» **EXERCISE PROMPT**
Keep only the lines from the start of the data through the line containing "The buffer takes", and output them exactly.

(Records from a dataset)
..............................
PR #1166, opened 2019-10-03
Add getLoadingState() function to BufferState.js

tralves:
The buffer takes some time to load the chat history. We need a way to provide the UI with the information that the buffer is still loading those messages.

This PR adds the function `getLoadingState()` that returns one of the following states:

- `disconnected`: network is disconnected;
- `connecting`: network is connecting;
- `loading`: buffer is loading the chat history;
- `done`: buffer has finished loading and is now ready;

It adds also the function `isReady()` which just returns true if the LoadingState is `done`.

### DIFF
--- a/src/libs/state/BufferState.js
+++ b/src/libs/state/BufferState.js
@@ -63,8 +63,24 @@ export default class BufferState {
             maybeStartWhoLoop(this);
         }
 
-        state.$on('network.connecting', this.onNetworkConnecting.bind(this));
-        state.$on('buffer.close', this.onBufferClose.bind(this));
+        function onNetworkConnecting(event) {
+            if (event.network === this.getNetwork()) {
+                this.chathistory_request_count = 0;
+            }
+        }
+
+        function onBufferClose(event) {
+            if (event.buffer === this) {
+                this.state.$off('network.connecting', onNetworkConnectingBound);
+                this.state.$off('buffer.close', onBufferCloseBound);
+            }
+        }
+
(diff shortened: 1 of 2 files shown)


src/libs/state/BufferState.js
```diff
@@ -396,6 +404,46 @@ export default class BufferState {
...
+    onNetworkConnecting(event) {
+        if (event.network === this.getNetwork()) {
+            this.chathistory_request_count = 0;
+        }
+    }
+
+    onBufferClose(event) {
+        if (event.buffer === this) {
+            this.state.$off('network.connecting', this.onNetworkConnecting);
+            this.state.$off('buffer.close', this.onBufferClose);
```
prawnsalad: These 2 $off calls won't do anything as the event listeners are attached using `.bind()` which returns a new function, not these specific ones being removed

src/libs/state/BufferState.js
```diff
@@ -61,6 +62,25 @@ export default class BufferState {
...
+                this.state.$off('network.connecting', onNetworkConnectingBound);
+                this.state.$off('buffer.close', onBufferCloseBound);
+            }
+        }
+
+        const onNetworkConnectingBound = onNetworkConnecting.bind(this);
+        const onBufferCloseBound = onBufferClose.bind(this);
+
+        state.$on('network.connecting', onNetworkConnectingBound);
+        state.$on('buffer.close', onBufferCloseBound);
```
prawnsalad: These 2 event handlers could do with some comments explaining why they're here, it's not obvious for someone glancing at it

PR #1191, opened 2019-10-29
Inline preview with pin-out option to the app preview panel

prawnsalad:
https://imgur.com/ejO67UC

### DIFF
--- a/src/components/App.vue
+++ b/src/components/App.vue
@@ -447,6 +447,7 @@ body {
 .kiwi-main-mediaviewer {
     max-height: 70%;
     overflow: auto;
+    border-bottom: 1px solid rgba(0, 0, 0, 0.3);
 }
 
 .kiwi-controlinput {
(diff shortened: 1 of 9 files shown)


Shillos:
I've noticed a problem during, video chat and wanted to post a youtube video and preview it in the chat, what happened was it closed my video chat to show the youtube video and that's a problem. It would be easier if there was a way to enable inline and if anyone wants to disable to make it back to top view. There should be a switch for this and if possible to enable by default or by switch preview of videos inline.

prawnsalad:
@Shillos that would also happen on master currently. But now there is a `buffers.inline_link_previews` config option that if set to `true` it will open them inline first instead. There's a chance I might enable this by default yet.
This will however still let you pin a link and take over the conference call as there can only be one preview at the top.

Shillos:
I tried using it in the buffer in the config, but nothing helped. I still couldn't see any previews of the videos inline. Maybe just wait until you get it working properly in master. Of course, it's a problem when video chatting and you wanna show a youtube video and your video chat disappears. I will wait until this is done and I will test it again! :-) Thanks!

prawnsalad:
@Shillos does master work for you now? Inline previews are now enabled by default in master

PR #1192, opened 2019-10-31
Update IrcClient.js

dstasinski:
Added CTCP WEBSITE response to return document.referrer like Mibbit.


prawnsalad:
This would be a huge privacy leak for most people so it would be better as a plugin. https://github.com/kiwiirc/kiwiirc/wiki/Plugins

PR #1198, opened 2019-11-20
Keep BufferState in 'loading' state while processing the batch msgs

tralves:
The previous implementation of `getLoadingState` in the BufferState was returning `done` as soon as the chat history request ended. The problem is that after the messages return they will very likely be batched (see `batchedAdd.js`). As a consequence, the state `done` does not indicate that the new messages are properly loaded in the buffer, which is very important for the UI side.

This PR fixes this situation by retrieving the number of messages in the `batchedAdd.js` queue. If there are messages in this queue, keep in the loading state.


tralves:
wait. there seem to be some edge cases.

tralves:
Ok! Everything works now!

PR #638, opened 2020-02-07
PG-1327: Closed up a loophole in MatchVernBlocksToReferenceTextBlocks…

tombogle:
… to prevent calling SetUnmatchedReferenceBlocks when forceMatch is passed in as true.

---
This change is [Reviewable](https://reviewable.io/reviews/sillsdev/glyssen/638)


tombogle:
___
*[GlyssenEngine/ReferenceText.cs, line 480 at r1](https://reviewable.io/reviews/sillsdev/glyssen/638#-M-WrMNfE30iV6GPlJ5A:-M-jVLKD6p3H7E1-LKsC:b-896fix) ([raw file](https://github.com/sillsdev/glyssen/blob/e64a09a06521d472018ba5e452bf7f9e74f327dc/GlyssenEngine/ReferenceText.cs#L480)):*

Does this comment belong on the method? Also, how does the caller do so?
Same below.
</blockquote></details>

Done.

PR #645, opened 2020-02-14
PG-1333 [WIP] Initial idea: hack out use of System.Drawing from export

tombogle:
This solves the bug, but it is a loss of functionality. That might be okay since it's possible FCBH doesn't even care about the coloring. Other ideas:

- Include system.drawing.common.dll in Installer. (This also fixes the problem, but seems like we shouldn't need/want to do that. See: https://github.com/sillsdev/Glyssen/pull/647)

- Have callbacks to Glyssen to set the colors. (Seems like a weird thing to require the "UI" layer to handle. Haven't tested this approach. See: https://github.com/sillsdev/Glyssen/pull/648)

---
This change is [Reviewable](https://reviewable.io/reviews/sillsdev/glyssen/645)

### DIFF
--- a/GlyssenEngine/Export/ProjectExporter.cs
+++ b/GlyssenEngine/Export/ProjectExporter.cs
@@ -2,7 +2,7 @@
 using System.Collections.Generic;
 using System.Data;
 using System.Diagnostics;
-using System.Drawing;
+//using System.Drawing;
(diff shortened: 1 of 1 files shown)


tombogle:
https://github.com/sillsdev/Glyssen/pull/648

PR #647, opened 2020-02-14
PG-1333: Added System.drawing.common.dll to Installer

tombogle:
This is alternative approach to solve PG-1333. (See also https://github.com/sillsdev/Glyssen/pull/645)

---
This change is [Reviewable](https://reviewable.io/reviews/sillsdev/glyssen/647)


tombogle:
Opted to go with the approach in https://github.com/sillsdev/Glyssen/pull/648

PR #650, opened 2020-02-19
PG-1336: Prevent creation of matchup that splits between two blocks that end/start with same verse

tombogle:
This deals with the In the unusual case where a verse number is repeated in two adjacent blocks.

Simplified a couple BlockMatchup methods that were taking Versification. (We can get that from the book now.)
..............................
» **COMPLETED TASK**
PR #1166, opened 2019-10-03
Add getLoadingState() function to BufferState.js

tralves:
The buffer takes some time to load the chat history. We need a way to provide the UI with the information that the buffer is still loading those messages.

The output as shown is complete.